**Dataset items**
*** Begin section ***
PR #9889, opened 2023-03-02
core_timing: Reduce CPU usage on Windows

Morph1984:
This PR aims to reduce CPU usage on Windows caused by the CoreTiming event loop in 2 ways:

1. Reducing the cost of querying the current time
This was done by implementing a high resolution `SteadyClock`, which is ~2.5x faster compared to querying RDTSC.
While `QueryPerformanceCounter` has a lower precision than RDTSC, it offers sufficient precision (microsecond precision) for our needs.
2. Increasing the timer resolution
Increasing the timer resolution from 1ms to 0.5ms allows us to have 500 microsecond sleeps, which significantly reduces the amount of time needed during the spin-wait.
This was achieved by utilizing the undocumented `ntdll` functions `NtSetTimerResolution` and `NtDelayExecution`.

This results in significantly lower CPU usage in core timing heavy games such as Kirby and the Forgotten Land, Super Smash Bros. Ultimate, and many others. 
Furthermore, this may also improve performance for CPUs that have low core counts and/or are power limited, such as those used in laptops or gaming handhelds.

Additional changes were made to this PR, including:
1. Targeting the Windows 10 SDK
2. Setting the current process to HighQoS, which is a hint to the Windows scheduler to prioritize performance cores over efficiency cores, which is beneficial for processors such as Intel's Alder and Raptor Lake

### DIFF
--- a/src/common/wall_clock.cpp
+++ b/src/common/wall_clock.cpp
@@ -81,4 +81,9 @@ std::unique_ptr<WallClock> CreateBestMatchingClock(u64 emulated_cpu_frequency,
 
 #endif
 
+std::unique_ptr<WallClock> CreateStandardWallClock(u64 emulated_cpu_frequency,
+                                                   u64 emulated_clock_frequency) {
+    return std::make_unique<StandardWallClock>(emulated_cpu_frequency, emulated_clock_frequency);
+}
+
 } // namespace Common
--- a/src/common/wall_clock.cpp
+++ b/src/common/wall_clock.cpp
@@ -1,6 +1,7 @@
 // SPDX-FileCopyrightText: Copyright 2020 yuzu Emulator Project
 // SPDX-License-Identifier: GPL-2.0-or-later
 
+#include "common/steady_clock.h"
 #include "common/uint128.h"
 #include "common/wall_clock.h"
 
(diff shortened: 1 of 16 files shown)


Hasster1:
Are there any specific configuration that users need to use? For me (i5-4210u, GeForce 840m) games either gets stuck on launching, or freeze the emulator after it.

src/core/core_timing.cpp
```diff
@@ -186,14 +191,14 @@ void CoreTiming::ResetTicks() {
 
 u64 CoreTiming::GetCPUTicks() const {
     if (is_multicore) {
```
FernandoS27, line 193: since you are here add `[[likely]]` here.

src/core/core_timing.cpp
```diff
@@ -186,14 +191,14 @@ void CoreTiming::ResetTicks() {
...
-        return clock->GetCPUCycles();
+        return cpu_clock->GetCPUCycles();
     }
     return ticks;
 }
 
 u64 CoreTiming::GetClockTicks() const {
     if (is_multicore) {
```
FernandoS27, line 200: ditto.

src/common/wall_clock.cpp
```diff
@@ -11,53 +12,41 @@
...
+        return std::chrono::duration_cast<std::chrono::milliseconds>(GetTimeNS());
     }
 
     u64 GetClockCycles() override {
-        std::chrono::nanoseconds time_now = GetTimeNS();
-        const u128 temporary =
-            Common::Multiply64Into128(time_now.count(), emulated_clock_frequency);
-        return Common::Divide128On32(temporary, 1000000000).first;
+        const u128 temp = Common::Multiply64Into128(GetTimeNS().count(), emulated_clock_frequency);
+        return Common::Divide128On32(temp, NS_RATIO).first;
```
FernandoS27, line 36: since NS_RATIO is always larger than emulated_clock_frequency. You could turn this operations into a less costly 128-bits fixed point multiplication. This is very important because this particular function is called by the game's code often.

goldenx86:
@Hasster1 we don't target support of dual core CPUs.

Morph1984:
@Hasster1 Is this an issue with the PR or yuzu in general?

Hasster1:
> @Hasster1 Is this an issue with the PR or yuzu in general?

PR.

Hasster1:
I think that settings don't really matter, but it really feels like the more i launch the game, the more the chances that it'll work for a little more time. Here are the issues i've found for now: 
1 - Trying to stop the game at any point - either gets stuck on "closing software..." (most of the times, the emulator itself doesn't freeze) or exits the emulator without any messages. Trying to restart the game just freezes the emulator
2 - When the game goes past launching process, it might boot without audio, which (probably) increases the time for the game to eventually freeze.
3 - Lighter games have a better chance to not get stuck at launching.

It looks like logs aren't really useful when the game can't progress past the launching, but i'm still going to drop them here.
logs with "stopgameexit" at the end indicate that the emulator closed itself after i've pressed "Stop game", instead of me ending the emulator's process through the task manager.

[terraria_infinite_loading_stopgameexit.txt](https://github.com/yuzu-emu/yuzu/files/10880057/terraria_infinite_loading_stopgameexit.txt)
[terraria_ingame_freeze_noaudio.txt](https://github.com/yuzu-emu/yuzu/files/10880059/terraria_ingame_freeze_noaudio.txt)
[terraria_ingame_freeze_withaudio_stopgameexit.txt](https://github.com/yuzu-emu/yuzu/files/10880060/terraria_ingame_freeze_withaudio_stopgameexit.txt)
[terraria_infinite_loading.txt](https://github.com/yuzu-emu/yuzu/files/10880062/terraria_infinite_loading.txt)


I'm not sure if it'll help in any way, but i hope that it will.

Morph1984:
@Hasster I notice that you were testing the Windows MinGW build. Can you test the Windows MSVC build?
Also to ensure that it isn't my PR causing the issue, can you test the Windows MinGW build from #9884 and see if it exhibits the same behavior?

Tachi107:
Is `ntdll`'s ABI stable? I seem to remember that Windows only maintains compatibility for the Win32 API, but I'm probably wrong.

Hasster1:
You're right, the MinGW build on other PRs also causes the same hanging issue, and msvc actually works with no problems (except those that might appear because of this PR, but that's not the point here).

Morph1984:
> Is `ntdll`'s ABI stable? I seem to remember that Windows only maintains compatibility for the Win32 API, but I'm probably wrong.

Considering that they still maintain compatibility with DOS by disallowing filenames like COM, etc, it's safe to say that MS will not remove these user mode functions that have existed for a very long time

src/common/wall_clock.cpp
Morph1984: This is not used by the event clock

Morph1984: This can be optimized in a future PR by optimizing this into a multiplication by 102/100 and using libdivide

liamwhite (approved):

someshittyeletronicmusicband:
Just saw the progress report and these two undocumented functions being mentioned, `NtSetTimerResolution` and `NtDelayExecution`, while saying they are "new" and from Windows 10 SDK. The thing is, they have been around for almost 3 decades now. There are entries dating from 1997/2000 around the web documenting them, so I wouldn't it count as a benefit of dropping 7 and 8/8.1 support since they could very well support them.

http://undocumented.ntinternals.net/
https://web.archive.org/web/20050619080659/www.sysinternals.com/Information/HighResolutionTimers.html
*** End section ***
**What is expected**
Search the data above for the string "because". Report every line where it is found.

**Result of this task**
FernandoS27, line 36: since NS_RATIO is always larger than emulated_clock_frequency. You could turn this operations into a less costly 128-bits fixed point multiplication. This is very important because this particular function is called by the game's code often.
You're right, the MinGW build on other PRs also causes the same hanging issue, and msvc actually works with no problems (except those that might appear because of this PR, but that's not the point here).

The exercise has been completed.